PR #1945, opened 2024-08-20
AnimalGenetics implementation

### LINKED ISSUE #1696: [Animal][AnimalGenetic] Genetic Value assignment for animals loaded from input JSON file and Replacement animals entering the herd
Blocked by #1695. 

Assign genetic values for animals loaded from the input JSON file and replacement animals entering the herd.

Follow the instructions in the [AnimalPrescibeFix](https://docs.google.com/document/d/1f231Koa7dBlsBTAXD6L1qBhZ_F6ndl9uy63CSeud4h8/edit#heading=h.lf57q7ulfzse) document to implement the logic for genetic value assignment for animals loaded from the input JSON file and replacement animals entering the herd.

Implement the function to find out a future/past value based on the current data using linear regression estimation. Utilize this function to estimate the mean value required by the genetic value assignment calculation if the birth year of the animal is not represented in the current data.

**Target Deadline**
By when should this issue be done.

### LINKED ISSUE #1697: [Animal][AnimalGenetic] Calculate Genetic Value for Newborn Calves
Blocked by #1695 & #1696. 

Calculate the genetic value for the newborn calves during the simulation.

Follow the instructions in the [AnimalPrescibeFix](https://docs.google.com/document/d/1f231Koa7dBlsBTAXD6L1qBhZ_F6ndl9uy63CSeud4h8/edit#heading=h.lf57q7ulfzse) document to implement the logic for calculating the genetic value of the newborn calves during the simulation.

Utilize the linear regression estimation function to estimate the mean value required by the genetic value assignment calculation if the birth year of the animal is not represented in the current data.

**Target Deadline**
By when should this issue be done.

allisterakun:
This PR implements the assignment of the net merit values to all animals in RuFaS.
# Context

Issue(s) closed by this pull request: closes #1696 and #1697.

- [ ] Yes
- [x] No

# What

### Net Merit
The Net Merit input is located at `input/data/animal/animal_genetics/NetMerit_HO.csv`. This CSV file has three columns: `["year_month", "average", "std"]`. Every row is an entry that contains a mean and standard deviation pair for a single month. The entries range from 2006-02 to 2024-08, with three entries per year. 

This input file is constructed from multiple percentile lookup tables, one for each entry. Each percentile table contains the net merit value for every integer percentile from 0-100. These tables are first combined into a CSV with the columns representing the different entries and rows indicating the corresponding percentile net merit values: 
[NetMerit_percentile_HO.csv](https://github.com/user-attachments/files/16773970/NetMerit_percentile_HO.csv)

For each entry, I generated a random population of 1,000,000 values from the percentile lookup table and found the mean and standard deviation to represent the population. The final [NetMerit_HO.csv](https://github.com/user-attachments/files/16774043/NetMerit_HO.csv) is constructed by combining the population summary for all entries.

In the `AnimalGenetics` class, this data is loaded from the InputManager and saved as a class property `AnimalGenetics.net_merit` in the structure of `dict[str, dict[str, dict[str, float]]]`:
```JSON
{
  "breed": {
    "%Y-%m": {
      "average": float,
      "std": float
    }
  }
}
```
where
- "breed" is the breed of the animal, e.g., "HO".
- "%Y-%m" represents the month of the entry, e.g., "2008-08".

#### Base Change
The CDCB reevaluates and adjusts the net merit value to keep it within a reasonable range by changing the baseline every five years. Therefore, to realign the past data with the current values, we change every value to match the oldest value and shift all data back into the reasonable range. Here is a lookup table for the base change date and value:
```JSON
{
    datetime.date.fromisoformat('2020-04-01'): 231,
    datetime.date.fromisoformat('2014-12-01'): 184,
    datetime.date.fromisoformat('2010-01-01'): 132,
    datetime.date.fromisoformat('2005-01-01'): 0
}
```

This action is performed after loading the net merit data from the `InputManager` in `AnimalGenetics.__init__()`. The logic is written in the `AnimalGenetics.net_merit_base_change()` function.

#### Fill Gap
The input net merit data only has three entries per year; therefore, we need to fill in the gap between entries using linear approximation. This action is performed after loading the net merit data from the `InputManager` in `AnimalGenetics.__init__()`. The logic is written in the `AnimalGenetics.net_merit_fill_gap()` function.

### PTA values for Top Semen Listing
The top semen listing data is queried from the [CDBC database for Top Animal Listing](https://webconnect.uscdcb.com/#/top-animal-listing). There are only 17 available data points from 2019-04 to 2024-08. After the base change action, we used linear approximation to fill in the gap and extend the data to cover every month from 2006 to 2024. 

### Animal Entering the Herd
This is for animals loaded from the saved data during simulation initialization and for animals bought during the simulation.
The value is a random value generated from a normal distribution with a mean and a standard deviation value.
We first get the current date (the simulation start date or the date the animal is bought) and the animal's age. From there, we can figure out the animal's birthdate. Then, we can find the corresponding mean and standard deviation from the net merit data. Finally, with the mean and standard deviation, we can return the generated random value drawn from the normal distribution.
This logic is written in `AnimalGenetics.assign_net_merit_value_to_animals_entering_herd()`.

### Newborn Calf
This is for the newborn calves born during the simulation.
The value is a random value generated from a normal distribution with a mean and a standard deviation value.
With the newborn calf's birthdate, we can find the top listing semen value for the corresponding month and the standard deviation for the net merit value. Then, we can calculate the mean and standard deviation used to construct the normal distribution:
#### mean
mean = top_listing_semen_PTA + dam_net_merit_value
#### standard deviation
standard_deviation = sqrt(Mendelian sampling variance) = sqrt(1/2 * (net_merit_std) **2)

This logic is written in `AnimalGenetics.assign_net_merit_value_to_newborn_calf()`.

### Animal.net_merit
I have added the net merit value as a new attribute to the animal classes and as one of the fields in the arguments to initialize an animal object.
### Animal.birth_date
I have changed the `Animal.birth_date` type from an integer to a string to represent the calendar date when the animal was born.
### HerdFactory
`HerdFactory` is updated to assign a net merit value when loading the animals from input or generating animals with simulation.
### LifeCycle
The `LifeCycleManager._handle_new_born()` is updated to calculate and assign the net merit value for the newborn calf.
### Simulation Dates
I have changed the default simulation date to range from 2012:244 to 2018:264 because of the constraint of the net merit data.
The current default simulation start date is in 2009. Multiple cows in the saved `animal_population.json` input are over 2000 days old; the oldest cow is 2282 days old. This would put the birthdate for those cows in 2003. However, the earliest net merit data is in 2006-02.

# Test plan

All affected unit tests are updated, and I have written unit tests for the new `AnimalGenetics` class. 
@YijingGong will help with the Subject Matter Expert evaluation.

# Utility Scripts/Functions
Script to generate a population of 1,000,000 data points from the percentile lookup CSV and generate the population summary (also graphs for all entries)
```python
import random
from pathlib import Path

import numpy as np
import pandas as pd
import matplotlib.pyplot as plt
import scipy
import seaborn as sns

result = pd.DataFrame()
res_summary = pd.DataFrame(columns=["year_month", "average", "std"])

im = InputManager()
net_merit_csv = Path("NetMerit_percentile_HO.csv")
net_merit = im._load_data_from_csv(net_merit_csv)
population_graph_path = "population_graph/"

for date in net_merit.keys():
    if date == "percentile":
        continue
    rand = [random.randint(0, 100) for _ in range(1000000)]
    rand_nm = [net_merit[date][100 - rand_percentile] for rand_percentile in rand]

    mean = np.mean(rand_nm)
    std = np.std(rand_nm)

    result.insert(len(result.columns), date, rand_nm)
    res_summary.loc[len(res_summary.index)] = [date, mean, std]

    fig, axes = plt.subplots(3, 1, sharex=True)
    fig.set_figheight(8)
    fig.set_figwidth(12)

    sns.histplot(rand_nm, ax=axes[0], bins=101, kde=True)
    axes[0].set_title("Population Distribution")
    xmin, xmax = min(rand_nm), max(rand_nm)
    x = np.linspace(xmin, xmax, 101)
    p = scipy.stats.norm.pdf(x, mean, std)
    scaled_p = [val * 25000000 for val in p]
    axes[0].plot(x, scaled_p, 'r')

    axes[1].hist(net_merit[date], bins=101)
    axes[1].set_title("Percentile Distribution")

    axes[2].plot(x, p, 'r')
    axes[2].set_title("PDF")
    plt.savefig(population_graph_path + date+'.png')
    plt.close()

result.to_csv("rand_nm_population.csv", index=False)
res_summary.to_csv("rand_nm_summary.csv", index=False)

```

Script to change all birth_date entry in `animal_population.json` from `0` to `""`
```python
import json

from typing import Any


def update_birth_date(data_dict: dict[str, Any]) -> dict[str, Any]:
    data_dict.update(birth_date="")
    return data_dict


with open('input/data/animal/animal_population.json') as json_file:
    data: dict[str, list[dict[str, Any]]] = json.load(json_file)

data["calves"] = list(map(update_birth_date, data["calves"]))
data["heiferIs"] = list(map(update_birth_date, data["heiferIs"]))
data["heiferIIs"] = list(map(update_birth_date, data["heiferIIs"]))
data["heiferIIIs"] = list(map(update_birth_date, data["heiferIIIs"]))
data["cows"] = list(map(update_birth_date, data["cows"]))
data["replacement"] = list(map(update_birth_date, data["replacement"]))

with open('input/data/animal/animal_population2.json', "w") as outfile:
    json.dump(data, outfile)
```

Functions to plot and save the net merit data in `AnimalGenetics`
```python
    def plot_net_merit(self, filename: str, width: float, title: str) -> None:
        year_months = list(self.net_merit["HO"].keys())
        means = [self.net_merit["HO"][year_month]["average"] for year_month in self.net_merit["HO"].keys()]
        stds = [self.net_merit["HO"][year_month]["std"] for year_month in self.net_merit["HO"].keys()]

        plt.title(title)
        plt.figure(figsize=(width, 7))
        plt.errorbar(year_months, means, fmt='.', yerr=stds)
        plt.xticks(rotation=90)
        plt.savefig(filename)
        plt.close()

    def save_net_merit_data_to_csv(self) -> None:
        year_months = list(self.net_merit["HO"].keys())
        df_net_merit = pd.DataFrame(columns=["year_month", "average", "std"])
        for i in range(len(year_months)):
            year_month = year_months[i]
            df_net_merit.loc[i] = [year_month,
                                   self.net_merit["HO"][year_month]["average"],
                                   self.net_merit["HO"][year_month]["std"]]
        df_net_merit.to_csv("updated_net_merit_HO.csv", index=False)
```


RUFAS/routines/animal/genetics/animal_genetics.py
```diff
@@ -1,15 +1,153 @@
...
+import matplotlib.pyplot as plt
+import datetime
+
+base_change_lookup_table = {
+    datetime.date.fromisoformat('2020-04-01'): 369,
+    datetime.date.fromisoformat('2014-12-01'): 253,
+    datetime.date.fromisoformat('2010-01-01'): 140,
+    datetime.date.fromisoformat('2005-04-01'): 107,
+    datetime.date.fromisoformat('2000-04-01'): 0
+}
```
YijingGong, line 22: Probably I confused you, I know these values are from the pdf that I shared with you. But they are from another source, which is temporary. And I put the updated values here: https://docs.google.com/spreadsheets/d/1T0SPjUQ1jAWafi3XkbAFzo0c32Zk3mvYv56TvbhA7wY/edit?gid=782996058#gid=782996058, along with the changing time. Could you please update them?

YijingGong: Reference (in case any documentation is needed): VanRaden et al., 2010; VanRaden et al., 2014; Norman et al., 2020
accessed from the following websites:
https://aipl.arsusda.gov/reference/base2010.htm

https://aipl.arsusda.gov/reference/base2014.htm

https://uscdcb.com/wp-content/uploads/2020/02/Norman-et-al-Genetic-Base-Change-April-2020-FINAL_new.pdf

YijingGong: This change will affect 1) semen linear regression, 2) fill gaps of the cows' NM. But we shouldn't need to rerun the million sampling, right?

RUFAS/routines/animal/genetics/animal_genetics.py
```diff
@@ -1,15 +1,153 @@
...
+    def net_merit_fill_gap(
+            original_net_merit: dict[str, dict[str, dict[str, float]]]
+    ) -> dict[str, dict[str, dict[str, float]]]:
+        expanded_net_merit: dict[str, dict[str, dict[str, float]]] = {}
+        monthly_increase_lookup = {
+            2005: 140 / 60,
+            2010: 253 / 60,
+            2015: 369 / 60,
+            2020: (538 - 396) / 24
+        }
```
YijingGong: should we use the base_change_lookup_table here, instead of hard-coding?

RUFAS/routines/animal/genetics/animal_genetics.py
YijingGong: Maybe this will fix the weird jump in 2019-Dec

RUFAS/routines/animal/genetics/animal_genetics.py
```diff
@@ -1,15 +1,153 @@
...
+        return Utility.generate_random_number(average, std)
 
-    def assign_net_merit_value_to_newborn_calf(self, time: Time, dam_net_merit_value: float) -> float:
-        pass
-        return 0.0
+    def assign_net_merit_value_to_newborn_calf(self, time: Time, breed: str, dam_net_merit_value: float) -> float:
+        birth_year_month = str(time.current_calendar_year) + "-" + str(time.current_month).zfill(2)
+        semen_PTA: float = self.top_semen[breed][birth_year_month]
+        semen_net_merit = semen_PTA * 2
+        average_net_merit = (semen_net_merit + dam_net_merit_value) / 2
```
YijingGong: I took a look at the CDCB website again and realize that they always report the PTA (predicted transmitting ability) as the measurement of NM, not EBV (estimated breeding value). While EBV = 2 x PTA. I told you to multiply 2 here.  I was wrong. 
So here it should be:
calf net merit = semen PTA (from the semen NM data) + dam PTA (from the cow NM data) 
Nothing needs to be multiplied 2, and nothing needs to divided by 2.

RUFAS/routines/animal/genetics/animal_genetics.py
```diff
@@ -1,15 +1,153 @@
...
+        plt.close()
 
-    def assign_net_merit_value_to_animals_entering_herd(self, birth_date: str) -> float:
-        pass
-        return 0.0
+    def assign_net_merit_value_to_animals_entering_herd(self, birth_date: str, breed: str) -> float:
+        birth_year_month = birth_date[:7]
+        average = self.net_merit[breed][birth_year_month]["average"]
+        std = self.net_merit[breed][birth_year_month]["std"]
+        return Utility.generate_random_number(average, std)
```
YijingGong, line 202: This looks like a function generation a value based on Normal distribution. This name is a bit confusing - giving me the impression of it is just generating a random number.

YijingGong (commented):
I left some comments based on just looking at the codes. I'm not sure how can I run and see if everything works well. Do you have any suggestions?

RUFAS/routines/animal/animal_typed_dicts.py
```diff
@@ -48,6 +48,7 @@ class AnimalBaseInitArgsTypedDict(TypedDict):
     pen_history: NotRequired[List]
     conceptus_weight: NotRequired[float]
     calf_birth_weight: NotRequired[float]
+    nei_merit: NotRequired[float]
```
Isgotkowitz: Could you please add a docstring that includes `nei_merit`?

RUFAS/routines/animal/genetics/animal_genetics.py
```diff
@@ -1,15 +1,211 @@
...
+from RUFAS.util import Utility
+
+import datetime
+
+base_change_lookup_table = {
+    datetime.date.fromisoformat("2020-04-01"): 231,
+    datetime.date.fromisoformat("2014-12-01"): 184,
+    datetime.date.fromisoformat("2010-01-01"): 132,
+    datetime.date.fromisoformat("2005-01-01"): 0,
+}
```
Isgotkowitz: Could you please add a d
```suggestion
BASE_CHANGE_LOOKUP_TABLE = {
    datetime.date.fromisoformat("2020-04-01"): 231,
    datetime.date.fromisoformat("2014-12-01"): 184,
    datetime.date.fromisoformat("2010-01-01"): 132,
    datetime.date.fromisoformat("2005-01-01"): 0,
}
```
Could you please add an explanation of what this table is and its source(s)?

RUFAS/routines/animal/genetics/animal_genetics.py
```diff
@@ -1,15 +1,211 @@
...
+        Parameters
+        ----------
+        original_net_merit: dict[str, dict[str, dict[str, float]]]
+            The original net merit data.
+
+        Returns
+        -------
+        dict[str, dict[str, dict[str, float]]]
+            The net merit data after base change.
+
```
Isgotkowitz: Based on what the link says would the units of these be lifetime $?

RUFAS/routines/animal/genetics/animal_genetics.py
```diff
@@ -1,15 +1,211 @@
...
+base_change_lookup_table = {
+    datetime.date.fromisoformat("2020-04-01"): 231,
+    datetime.date.fromisoformat("2014-12-01"): 184,
+    datetime.date.fromisoformat("2010-01-01"): 132,
+    datetime.date.fromisoformat("2005-01-01"): 0,
+}
 
 
 class AnimalGenetics:
     def __init__(self) -> None:
```
Isgotkowitz: Could you please add a class docstring with an attributes section? I think it will be really important/helpful to document how net_merit and top_semen are structured and what their units are

RUFAS/routines/animal/genetics/animal_genetics.py
```diff
@@ -1,15 +1,211 @@
...
-        # read and save a lookup table for top-semen and net-merit percentile
-        pass
+        """Get the net merit and top listing semen data from InputManager, save them as class attributes, and perform
+        base change and fill the gap for the net merit data."""
+        im = InputManager()
+        net_merit_HO: dict[str, list[str | float]] = im.get_data("animal_net_merit")
```
Isgotkowitz, line 43: How would this code change when more than just holsteins are simulated? Would it be possible to write it in a way that allows for easier extension of the code?

RUFAS/routines/animal/genetics/animal_genetics.py
```diff
@@ -1,15 +1,211 @@
...
+        top_listing_semen_HO: dict[str, list[str | float]] = im.get_data("animal_top_listing_semen")
+        self.net_merit: dict[str, dict[str, dict[str, float]]] = {
+            "HO": {
+                net_merit_HO["year_month"][i]: {"average": net_merit_HO["average"][i], "std": net_merit_HO["std"][i]}
+                for i in range(len(net_merit_HO["year_month"]))
```
Isgotkowitz, line 49: Is there a better variable name that could be used than i?

RUFAS/routines/animal/genetics/animal_genetics.py
```diff
@@ -1,15 +1,211 @@
...
+        original_net_merit: dict[str, dict[str, dict[str, float]]]
+            The original net merit data.
+
+        Returns
+        -------
+        dict[str, dict[str, dict[str, float]]]
+            The net merit data after filling the gap in between entries.
+        """
+        expanded_net_merit: dict[str, dict[str, dict[str, float]]] = {}
+        monthly_increase_lookup = {2005: 140 / 60, 2010: 253 / 60, 2015: 369 / 60, 2020: (538 - 396) / 24}
```
Isgotkowitz: I think this lookup dictionary or at least parts of it should be extracted into constants. It is very magic numbery right now

RUFAS/routines/animal/genetics/animal_genetics.py
Isgotkowitz: For the internal representation of net merit, what would you think about making the time key a full `datetime.date` instead of a string in the form of "YYYY-MM" (the day would always be set to 1 in the date instance)? There is a lot of string parsing in the year-month time representations, and I think it would be good to get away from that if possible.

RUFAS/routines/animal/genetics/animal_genetics.py
```diff
@@ -1,15 +1,211 @@
...
+        Notes
+        -----
+        With the birthdate and the breed of the animal, this function first looks up the top listing semen value.
+        The mean for the net merit value of the newborn can then be calculated as the sum of the top listing semen
+        value and the net merit value of the dam.
+        The standard deviation is the square root of the Mendelian sampling variance, which is simply half of the
+        population variance.
+        """
+        birth_year_month = str(time.current_calendar_year) + "-" + str(time.current_month).zfill(2)
+        semen_PTA: float = self.top_semen[breed][birth_year_month]
```
Isgotkowitz: Would it be worth it to catch a KeyError here, in case a breed is being used that isn't supported by the genetics module?

RUFAS/routines/animal/life_cycle/animal_base.py
```diff
@@ -50,7 +50,7 @@ def __init__(self, args: AnimalBaseInitArgsTypedDict):
         """
         self.id = args["id"]
         self.breed = args["breed"]
-        self.birth_date = args["birth_date"]
+        self.birth_date: str = args["birth_date"]
```
Isgotkowitz, line 54: Would it be better to store birth date as a datetime.date?

RUFAS/routines/animal/genetics/animal_genetics.py
```diff
@@ -1,15 +1,211 @@
...
+        return Utility.generate_random_number(average, std)
+
+    def assign_net_merit_value_to_newborn_calf(self, time: Time, breed: str, dam_net_merit_value: float) -> float:
+        """
+        This function calculates the net merit value for the newborn calves.
+
+        Parameters
+        ----------
+        time: Time
+            The Time instance that contains the birthdate of the newborn calf.
```
Isgotkowitz, line 212: Does the time instance contain the birthdate of the calf, or is it assumed that this method is being called on the day of a calf's birth so the Time instance currently holds the calf's birthday?

input/metadata/properties/default.json
```diff
@@ -865,9 +865,8 @@
           "pattern": "^(HO|JE)$"
         },
         "birth_date": {
-          "type": "number",
-          "description": "Birth date.",
-          "minimum": 0
+          "type": "string",
+          "description": "Birth date."
```
Isgotkowitz, line 869: Should there be a pattern for validating this, something like `"\b\d{4}-\d{2}-\d{2}\b"`

input/metadata/properties/default.json
```diff
@@ -1496,10 +1515,60 @@
...
       }
     }
   },
+  "animal_net_merit_properties": {
+    "year_month": {
+      "type": "array",
+      "description": "The birth year and month of the animal.",
+      "properties": {
+        "type": "string",
+        "description": "The birth year and month of the animal."
```
Isgotkowitz, line 1533: There should be a pattern to make sure these dates are correctly formatted, as well as a specification of the formatting in the description.

Isgotkowitz (commented):
This is an awesome start to AnimalGenetics Allister. However I have a lot of questions, and probably will have more as I learn more about genetics. The things I left comments on fall generally into 2 categories:
1. More documentation. This includes more explanations of stuff like net merit (I still really don't understand what it is or what it represents) as well as more units the in the existing documentation. This applies to both code and non-code (i.e. metadata).
2. More use of `datetime.date` when working with dates, instead of using strings. I'm not sure how this will fit into the science though.

Also I am curious, why make these changes in `routines` instead of `biophysical`?

RUFAS/routines/animal/genetics/animal_genetics.py
allisterakun: It's the later situation. This method will be called only on the day of giving birth; therefore, the birth date for the calf is the current date, which can be extracted from the Time instance.

RUFAS/routines/animal/life_cycle/animal_base.py
allisterakun: I will look into the complexity of changing the type of the birthdate.

RUFAS/routines/animal/genetics/animal_genetics.py
allisterakun: This table is actually supposed to be dynamically compiled. It's just one of the logic is a little complex. I will update this!

allisterakun:
> Also I am curious, why make these changes in `routines` instead of `biophysical`?

Because at the time of implementation, the `biophysical` folder is not set up yet.
I will incorporate this into the `biophysical` folder

RUFAS/routines/animal/genetics/animal_genetics.py
```diff
@@ -1,15 +1,211 @@
...
+        -----
+        With the birthdate and the breed of the animal, this function first looks up the top listing semen value.
+        The mean for the net merit value of the newborn can then be calculated as the sum of the top listing semen
+        value and the net merit value of the dam.
+        The standard deviation is the square root of the Mendelian sampling variance, which is simply half of the
+        population variance.
+        """
+        birth_year_month = str(time.current_calendar_year) + "-" + str(time.current_month).zfill(2)
+        semen_PTA: float = self.top_semen[breed][birth_year_month]
+        average_net_merit = semen_PTA + dam_net_merit_value
```
YijingGong: We will need to rename some of these. 
Net merit ($) is a type of breeding value measure. Predicted Transmitting Ability (PTA) is half of the breeding value.
As Kristan mentioned that it's better to have generalized naming, I think this equation could be something like: average_PTA = semen_PTA + dam_PTA
At this point, it's ok. I will keep an eye on this in our next version (and also see what people say tomorrow).

YijingGong: Also in the PR documentation. You really did a great job in documenting! Just a note that we may need to change some of it later.

YijingGong (approved):
Great job! Everything meets my expectations, if not exceeds. The PR description is also very clear and well-written.

RUFAS/routines/animal/genetics/animal_genetics.py
Isgotkowitz: > This method will be called only on the day of giving birth; therefore, the birth date for the calf is the current date, which can be extracted from the Time instance.

This should go in the docstring (or something very similar). With the current docstring, someone might interpret it as the time instance passed magically has the birthdate of the calf regardless of what day the function is actually called on.

RUFAS/routines/animal/animal_typed_dicts.py
```diff
@@ -48,6 +48,8 @@ class AnimalBaseInitArgsTypedDict(TypedDict):
     pen_history: NotRequired[List]
     conceptus_weight: NotRequired[float]
     calf_birth_weight: NotRequired[float]
+    net_merit: NotRequired[float]
+    """The net merit value that represents the genetic value of the animal, USD."""
```
Isgotkowitz: Instead of adding an inline comment, could you start a new docstring for the `AnimalBaseInitArgsTypedDict` with this description in the `Attributes` section? I don't think that this style of documentation is bad, but I think (and hope) that eventually we will have full docstrings for all the structures in RuFaS, and having them already started will nudge people towards adding to them as more work is done to the module.

RUFAS/routines/animal/genetics/animal_genetics.py
```diff
@@ -1,15 +1,248 @@
...
+from RUFAS.util import Utility
+
+import datetime
+
+"""
+The base change time and value in the net merit value.
+
+References
+----------
+CDCB website
```
Isgotkowitz, line 14: Instead of just listing the Reference as "CDCB website", I think it would be better to list the 3 links that Yijing put in her comment:
- https://uscdcb.com/wp-content/uploads/2020/02/Norman-et-al-Genetic-Base-Change-April-2020-FINAL_new.pdf
- https://aipl.arsusda.gov/reference/base2014.htm
- https://aipl.arsusda.gov/reference/base2010.htm

Isgotkowitz: Edit: I just saw that these links are listed in the `initialize_class_variables` method, but I think it would not be a bad idea to list them here as well.

RUFAS/routines/animal/genetics/animal_genetics.py
```diff
@@ -1,15 +1,248 @@
...
+    @staticmethod
+    def assign_net_merit_value_to_animals_entering_herd(birth_date: str, breed: str) -> float:
+        """
+        This function calculates the net merit value for animals entering the herd, either during initialization or
+        for animals bought during the simulation.
+
+        Parameters
+        ----------
+        birth_date: str
+            The birthdate of the animal in the format "%Y-%m-%d".
```
Isgotkowitz:
```suggestion
            The birthdate of the animal in the format "YYYY-MM-DD".
```
If this is the full format of the dates I think it would be better to specify it fully.

RUFAS/routines/animal/genetics/animal_genetics.py
```diff
@@ -1,15 +1,248 @@
...
+        Notes
+        -----
+        With the birthdate and the breed of the animal, this function first looks up the top listing semen value.
+        The mean for the net merit value of the newborn can then be calculated as the sum of the top listing semen
+        value and the net merit value of the dam.
+        The standard deviation is the square root of the Mendelian sampling variance, which is simply half of the
+        population variance.
+        """
+        birth_year_month = str(time.current_calendar_year) + "-" + str(time.current_month).zfill(2)
+        semen_PTA: float = AnimalGenetics.top_semen[breed][birth_year_month]
```
Isgotkowitz: Instead of `semen_PTA` I would consider making this variable name `semen_predicted_transmitting_ability`. It is substantially longer, but is much clearer.

RUFAS/routines/animal/genetics/animal_genetics.py
Isgotkowitz: Edit: after seeing how `strftime` is used I understand why it is written as "%Y-%m-%d" here. But because this is documentation and not code, I think using the above would be better because it is more readable and consistent with how date formats are documented elsewhere.

input/metadata/properties/default.json
```diff
@@ -947,6 +950,11 @@
         },
         "events": {
           "type": "string"
+        },
+        "net_merit": {
+          "type": "number",
+          "description": "The net merit value.",
```
Isgotkowitz, line 956:
```suggestion
          "description": "The net merit value (USD).",
```

input/metadata/properties/default.json
```diff
@@ -1496,10 +1515,60 @@
...
+        "description": "The birth year and month of the baby calf."
+      }
+    },
+    "estimated_PTA": {
+      "type": "array",
+      "description": "The estimated PTA value for the top listing semen.",
+      "properties": {
+        "type": "number",
+        "description": "The estimated PTA value for the top listing semen."
+      }
```
Isgotkowitz: PTA should be expanded here as well, either in the input name or description or both.

RUFAS/routines/animal/genetics/animal_genetics.py
```diff
@@ -1,15 +1,248 @@
...
+
+    """
+        The Top Listing Semen lookup table.
+        {
+            breed: {
+                "year_month": float
+            }
+        }
+        """
+    top_semen: dict[str, dict[str, float]] = {}
```
Isgotkowitz:
```suggestion
    Attributes
    ----------
    net_merit : dict[str, dict[str, dict[str, float]]]
        Lookup table of Net Merit averages and standard deviations (lifetime USD), separated by breed and time.
    top_semen : dict[str, dict[str, float]]
        Lookup table of Top Listing Semen estimated Predicted Transmitting Ability, separated by breed.

    """
    net_merit: dict[str, dict[str, dict[str, float]]] = {}
    top_semen: dict[str, dict[str, float]] = {}
```

Isgotkowitz (approved):
Overall I think this code looks really good Allister! All of my comments were readability-related, and very minor (a lot of docstring-related formatting things). There are still a number of unresolved comments from my first review, but I think the only ones worth really addressing would be the validation patterns for the dates in the metadata.

Also, could you please add some more explanations about the changes to input data? I think not modifying the existing barnyard weather file and instead creating a new file that contains the weather data for the simulation would be better, and the origin of that data should be listed in the PR description. Also, I understand that simulations need to start after a certain date because of the availability of genetic value data. But I think there would be better ways to handle a start date that falls outside of the range than stopping the simulation, especially when animals are not being simulated. Maybe just assign the earliest known net merit value and raise an error to users alerting them that the actual net merit value could not be found?

RUFAS/routines/animal/genetics/animal_genetics.py
```diff
@@ -1,15 +1,248 @@
+import numpy as np
+
+from RUFAS.input_manager import InputManager
 from RUFAS.time import Time
+from RUFAS.util import Utility
+
+import datetime
```
Isgotkowitz:
```suggestion
from datetime import date, timedelta, ...
```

───

Go through the listing above and copy each line in which the string "saved" is found.

▸ **RESULT**
In the `AnimalGenetics` class, this data is loaded from the InputManager and saved as a class property `AnimalGenetics.net_merit` in the structure of `dict[str, dict[str, dict[str, float]]]`:
This is for animals loaded from the saved data during simulation initialization and for animals bought during the simulation.
The current default simulation start date is in 2009. Multiple cows in the saved `animal_population.json` input are over 2000 days old; the oldest cow is 2282 days old. This would put the birthdate for those cows in 2003. However, the earliest net merit data is in 2006-02.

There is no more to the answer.